Discovery and Exploration

In 1984, 120 years after the Alabama sank, the French Navy mine hunter Circé, picked up the sonar image of a wreck whose general characteristics corresponded with those of the Alabama. Over an eight-year period, the French Navy had been hunting for the Alabama as a training exercise for sonar operators. The search had been fruitless. The sea floor off Cherbourg is littered with wrecks of all shapes and sizes, many from World War II.

News of the discovery was kept more or less secret, and the French Navy exercised surveillance of the site to prevent pilfering. The wreck lies within the limited access zone of the important French submarine base at Cherbourg, six miles off the coast on a bed of sand and gravel at a depth of 185 feet.

Divers sent down to verify the identity of the wreck returned to the surface with a plate and confirmed the presence of a wooden hull. Analysis of their observations during subsequent dives and of the few unattached objects lying outside the hull and brought up from the depths indicated the wreck was almost certainly the Alabama. It lay almost perpendicular to the Channel current and upright on the sea floor with a slight 30-degree list to starboard. The port side was largely eaten away by the currents and abrasive sand which is progressively destroying the ship's structure. The starboard side was mostly intact, preserved by a wall of sand built up by the strong currents.

Scientific investigation of the wreck began in earnest in 1988 under the supervision of French Navy captain and underwater archeologist Max Guérout, who obtained the original construction plans from the Laird shipyard and positively identified the wreck as that of the Alabama. Captain Guérout subsequently retired from the Navy in order to devote full time to the Alabama project under the authorization of the French Ministry of Culture.

In May and June of 1988, during relatively calm water periods, 162 Scuba dives were made to the wreck. Dives have continued each following year during the same period, when the days are longer and the visibility is better. Due to the great depth and the hostile natural environment, free dives are limited to a maximum of 15 minutes. The water is dark and turbid, and the extreme force of the current makes all exploration impossible except at slack water and neap tides. To overcome these impediments, a small submarine Intersub with powerful lights has been employed. The Alabama's boilers are visible. Part of the telescoping funnel remains erect, and the imposing mass of her retractable propeller with its unique hoist system rises 15 feet above the ocean floor.

CSS Alabama diving expedition1

Artifacts retrieved include items from the ship's ceramic dinner service; toilet bowls with blue Romantic Italian landscapes covering their entire porcelain interiors, plus part of an intricate brass flushing mechanism; and part of the galley chimney. The pièce de resistance, however, and the object which conclusively identified the wreck as being the Alabama, is the great bronze wheel bearing the Alabama's motto in French: "Aide-toi et Dieu t'aidera" (God Helps Those Who Help Themselves).

The artifacts have been treated and preserved by experts from the French public utility Electricité de France (EDF), who were among the first to develop electrochemical technology with which they also treated artifacts recovered from the Titanic.

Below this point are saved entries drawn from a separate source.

PR #1830, opened 2021-09-14
Deprecating `HttpServerBuilder` protected methods

chemicL:
Motivation:

Upcoming refactoring of `HttpServerBuilder` to become an interface will
remove some methods from public API. Therefore, those methods should be
deprecated.

Modifications:

- Deprecated `HttpServerBuilder#doListen` - both variants,
- Deprecated `HttpServerBuilder#buildExecutionContext`.

Result:

Preparing potential users to the removal of these methods in upcoming
release.


bondolo (approved):
Seems sufficient since it is very unlikely that either method has implementations other than `DefaultHttpServerBuilder`

chemicL:
Cherry-pick for 0.41: https://github.com/apple/servicetalk/commit/f3261db3db571d2718b5d7e2bdcc873e1eaaf6fd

By mutual agreement and in close cooperation with the French Navy, exploration of the wreck is under the strict supervision of a joint French-American Scientific Committee. After a lengthy series of bilateral negotiations over ownership of the artifacts salvaged from the wreck, which lies within today's French territorial waters, the French government in 1991 officially recognized U.S. ownership of artifacts from the Alabama and permitted their export for exhibition in the United States.

In June 1994, Captain Guérout and his team succeeded in the most ambitious Alabama salvage operation yet--bringing up a unique 3.2-ton rifled artillery piece known as the Blakely pivot gun, still loaded with a dangerous explosive shell containing dry powder. In March 1995, the shell was defused by French explosives experts on the grounds of the EDF laboratories of Archéolyse International in Cannes, where the cannon received conservation treatment.

CSS Alabama diving expedition 2

Can the legendary ship herself be raised? Not yet with today's technology, say the experts. She lies too far down, and the currents in the Channel are too strong. However, she has delivered surprises and made her mark in history more than once before. The Alabama has joined the Titanic and the Bismarck in that small but select group of ships people cannot forget. The saga of CSS Alabama will continue.